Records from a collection
PR #136, opened 2020-12-03
Add Kafka Topic creation in local mode

psav:
* Kafka will now create topics in local mode
* An additional port-forward is required to connec to kafka


kylape:
```
build command-line-arguments: cannot find module for path github.com/confluentinc/confluent-kafka-go/kafka/librdkafka
```

kylape:
That was much easier than I expected

controllers/cloud.redhat.com/providers/kafka/localkafka.go
```diff
@@ -43,6 +46,12 @@ func (k *localKafka) CreateTopics(app *crd.ClowdApp) error {
 				RequestedName: topic.TopicName,
 			},
 		)
+
+		conn, err := kafka.DialLeader(k.Ctx, "tcp", host, topicName, 0)
```
bsquizz, line 50: I am guessing this results in a single partition on the topic, right? Do we need to go with the second approach here so we can create the topic with the explicit number of partitions specified in our `ClowdEnvironment KafkaTopicSpec`?

https://github.com/segmentio/kafka-go#to-create-topics

PR #138, opened 2020-12-04
Add Field to Override Database Image in ClowdApp

BlakeHolifield:
* Adds an Image field
* local db provider defaults to ClowdEnv image if override is not present


psav (changes requested):
There are a few items to address here

- I'm not sure that we want to give people the opportunity for custom DBs, I'd far prefer to get hll into the base image so that everyone can benefit. The more custom stuff we allow, the more diversity we could get.
- There are some big changes to the linewraps in the CRDs, are you using a different version of the operator-sdk?
- The `go.sum` file has a bunch of libraries in there that I'm not even sure we use.

BlakeHolifield:
Closing to implement a different fix.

▶ What you have to do:
All lines from the one with "sure we use." through the end of the data must be repeated exactly, and nothing else may be repeated.

▶ Answer for this exercise:
- The `go.sum` file has a bunch of libraries in there that I'm not even sure we use.

BlakeHolifield:
Closing to implement a different fix.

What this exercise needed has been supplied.